▶ [WHAT IS NEEDED]: Using the listing, copy each whole line that features "decorators".

▶ [EXERCISE MATERIALS]:
PR #381, opened 2020-09-23
feat: Add voice model

roschaefer:


app/decorators/email_message.rb
```diff
@@ -1,18 +1,22 @@
...
   def initialize(mail)
+    @voice = nil
     @text = initialize_text(mail)
     @sender = initialize_user(mail)
     @message = initialize_message(mail)
     @photos, @unknown_content = initialize_photos_and_unknown_content(mail)
     @message.unknown_content = unknown_content
+    @photos.each do |photo|
+      @message.association(:photos).add_to_target(photo)
+    end
```
mattwr18, line 19: how is this change related to this `PR`? what issue does this solve?

app/decorators/telegram_message.rb
```diff
@@ -82,4 +87,20 @@ def initialize_photos(telegram_message)
...
+    bot_token = "bot#{Telegram.bots[Rails.configuration.bot_id].token}"
+    telegram_file = telegram_message[:voice]
+    file_id = telegram_file[:file_id]
+    uri = URI("https://api.telegram.org/#{bot_token}/getFile")
+    uri.query = URI.encode_www_form({ file_id: file_id })
+    response = JSON.parse(URI.open(uri).read)
+    file_path = response.dig('result', 'file_path')
+    remote_file_location = URI("https://api.telegram.org/file/#{bot_token}/#{file_path}")
+    voice.attachment.attach(io: URI.open(remote_file_location), filename: File.basename(remote_file_location.path))
+    voice
```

▶ [RESPONSE FOR THIS EXERCISE]:
app/decorators/email_message.rb
app/decorators/telegram_message.rb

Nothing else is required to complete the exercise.